776.
‘s Avonds was er in de synagoge en in de huizen een feest (begon
er een feest). Nu de sabbat (19 oktober, 28 Tisri) ten einde liep en
de nieuwe sabbat aanving, begon men het inwijdingsfeest van
Salomo’s tempel (beter gezegd: de octaafdag ervan) te vieren.
De synagoge was vol lichten (cfr. fasc. 6, nr. 141, voetnoot 315;
let op de volgende woorden:)
Dit feest was eigenlijk reeds voorbij; de eigenlijke dag viel
samen, meen ik, met het einde of laatste dag (octaafdag) van
Loofhutten, en heden hield men er de naviering (of octaafdag)
van.
Jezus sprak over de inwijding van de tempel, hoe God
in de nacht aan Salomo verschenen was en hem
gezegd had dat Hij Israël en de tempel zou bewaren,
indien hij Hem getrouw bleef, en dat Hij in de tempel
onder hen zou wonen, doch dat Hij hem zou
verwoesten, indien zij van Hem afvallig werden (I Kon.

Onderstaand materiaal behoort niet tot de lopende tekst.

Issue #31, opened 2017-02-07
Configure Swarm Port


greg-hellings:
Configure Jenkins Master to listen on port 50000 for slaves, instead of relying on the default ports.

greg-hellings:
#101 configures this for masters. Have you tested that slaves can still connect?

jpaulovic:
I have tested the deployment of both master and slave in one playbook run, after which I could see the slave listed in the master under 'Build Executor Status' with a message saying 'Connected via JNLP agent'. I didn't do any other additional checks.

Issue #23, opened 2017-02-07
Firewall updates


greg-hellings:
Ensure the iptables has the following rules:

* Accept all ICMP
* Accept all loopback
* Reject outgoing connections to 127.* that are not on loopback
* Allow inbound SSH
* Accept related and established connections
* Allow inbound TCP port 50000 for Jenkins slaves
* Allow inbound TCP port 8888 for ZeroMQ

Drop/deny everything else.

greg-hellings:
Existing rules should be cleared out and replaced with this.

Additional rules should be added immediately before the drop/deny to do port opening/redirection for 80 and 443 based on HTTPS configuration.

jpaulovic:
I believe all the rules were implemented in #95 , we will remove the port forwarding when dealing with #32 / #88 .

greg-hellings:
Per @jpaulovic's comment and PRs, I'm closing this issue out.

PR #95, opened 2017-04-28
Properly configure iptables

jpaulovic:
Possibly resolving Issue #31 (configure swarm port) - please check
Properly configure iptables - Issue #23


cinch/roles/jenkins_master/tasks/configure.yml
```diff
@@ -23,5 +23,14 @@
     group: jenkins
     state: directory
 
+- name: set jenkins slaveAgentPort
+  template:
+    src: config.xml.j2
```
robled: Something we've found here style-wise is that naming templates with a .j2 extension does follow Ansible/Jinja conventions, but the downside it that it confuses editor syntax highlighting, and we've generally avoided this naming convention as the value of easier editing outweighs the standardization benefits in our view.  I believe our other templates are omitting the .j2 extension.

cinch/roles/jenkins_master/defaults/main.yml
```diff
@@ -108,3 +108,11 @@ keystore_pass: changeme
 # like CentOS or RHEL <= 7, this is the yum conf file, but for Fedora and the
 # like, this is the dnf conf file
 version_pin_file: /etc/yum.conf
+# This is the port Jenkins will listen on for slaves.
+jenkins_slave_agent_port: 50000
+# This is a list of ports to allow in firewalld.
```
robled: It looks like we're actually using iptables for this instead of firewalld, so we may want to update this comment to reflect that.

cinch/roles/jenkins_master/defaults/main.yml
```diff
@@ -108,3 +108,11 @@ keystore_pass: changeme
...
+firewall_ports:
```
robled: We should indicate that all of these are TCP ports, perhaps by naming ths list **firewall_tcp_ports** or similar.

cinch/roles/jenkins_master/tasks/iptables.yml
```diff
@@ -48,13 +80,19 @@
     state: present
   register: output_port_forward
 
+- name: set iptables to reject all other connections
```
robled, line 89: Is it possible to set this as the default policy for the INPUT chain rather than as an explicit ordered rule?  Additionally, could we send an ICMP message with some further info to inform users for debugging, such as **icmp-admin-prohibited**?

cinch/roles/jenkins_master/tasks/iptables.yml
```diff
@@ -10,6 +10,38 @@
     state: stopped
     enabled: false
 
+- name: set iptables to accept all icmp
```
robled: Can we add comments to these iptables rules so that if someone were inspecting a host configuration they could know the intent of these rules?

cinch/roles/jenkins_master/tasks/iptables.yml
```diff
@@ -10,6 +10,38 @@
...
+    protocol: icmp
+    jump: ACCEPT
+
+- name: set iptables to accept all communication from lo interface
+  iptables:
+    chain: INPUT
+    in_interface: lo
+    jump: ACCEPT
+
+- name: set iptables to reject other communication to localhost
```
robled: Looking at some reference material, this rule may be closer to what we're porting over from our older code:

-A INPUT -d 127.0.0.0/8 ! -i lo -m comment --comment "reject local traffic not on loopback interface" -j REJECT --reject-with icmp-port-unreachable

Perhaps there is a reason to change it, but I'm not aware of a reason at this time.

cinch/roles/jenkins_master/tasks/iptables.yml
```diff
@@ -10,6 +10,38 @@
...
+  iptables:
+    chain: INPUT
+    destination: 127.0.0.1/8
+    jump: REJECT
+
+- name: set iptables to allow established and related connections
```
robled: This rule should be last in the INPUT chain for best performance.

cinch/roles/jenkins_master/tasks/configure.yml
robled: Let's rename this play to indicate that it's doing much more than just setting the slave agent port.

robled (changes requested):

cinch/roles/jenkins_master/templates/config.xml.j2
```diff
@@ -0,0 +1,34 @@
+<?xml version='1.0' encoding='UTF-8'?>
```
robled: Templating this entire config file will require a bit of auditing, in that there are many settings we are configuring here.  Some of these settings may exist in this project as variables ( e.g. <useSecurity>), so we really need to audit the rest of the cinch code to make sure that putting this entire template in place doesn't break other settings.  We also need to be sure later things we're doing don't interfere with this config file and break idempotence.

cinch/roles/jenkins_master/defaults/main.yml
greg-hellings: Alternatively, we can change this from just a list of port numbers to a list of port/protocol numbers.

cinch/roles/jenkins_master/tasks/iptables.yml
greg-hellings: Shouldn't it be the first rule?

cinch/roles/jenkins_master/tasks/iptables.yml
```diff
@@ -48,13 +80,19 @@
...
+    chain: INPUT
+    protocol: tcp
+    jump: REJECT
+
 - name: save iptables
   command: service iptables save
   when: (remote_port_forward|changed) or (local_port_forward|changed) or (output_port_forward|changed)
   tags:
-    - skip_ansible_lint
+  - skip_ansible_lint
```
greg-hellings: Please restore this back to the proper indent.

cinch/roles/jenkins_master/templates/config.xml.j2
```diff
@@ -0,0 +1,34 @@
...
+<hudson>
+  <disabledAdministrativeMonitors/>
+  <version>1.0</version>
+  <numExecutors>10</numExecutors>
+  <mode>NORMAL</mode>
+  <useSecurity>true</useSecurity>
```
greg-hellings: I know this value is something we permit the user to configure.

greg-hellings (changes requested):

cinch/roles/jenkins_master/tasks/iptables.yml
robled: You're correct - I was backwards.

cinch/roles/jenkins_master/tasks/iptables.yml
jpaulovic: Done

jpaulovic:
Can we merge this now?

cinch/roles/jenkins_master/tasks/iptables.yml
```diff
@@ -10,6 +10,42 @@
...
+    comment: "001 accept all to lo interface"
+
+- name: set iptables to reject other communication to localhost
+  iptables:
+    chain: INPUT
+    destination: 127.0.0.1/8
+    reject_with: icmp-port-unreachable
+    comment: "002 reject local traffic not on loopback interface"
+
+- name: set iptables to allow established and related connections
```
robled: Let's set this as the very first rule in the chain for best performance.

robled (changes requested):

cinch/roles/jenkins_master/tasks/iptables.yml
jpaulovic: Done.
Forgot about this, sorry...

robled (approved):

greg-hellings (approved):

9, 2-9; II Kron. 7, 12-22).
Dit paste Jezus op de tegenwoordige tijd toe, daar zij
werkelijk aan ontrouw schuldig waren en dat dus,
indien zij zich niet bekeerden, hun tempel de
verwoesting nabij was.
Hij sprak zeer streng en beslist, maar de Farizeeën waagden
het, Hem tegen te spreken en zij legden dit woord van God, tot
Salomon gesproken, uit als niet werkelijk aldus gesproken of
letterlijk bedoeld, doch als een dichterlijke manier van spreken,
als een voortbrengsel, een dromerij van Salomo’s fantasie.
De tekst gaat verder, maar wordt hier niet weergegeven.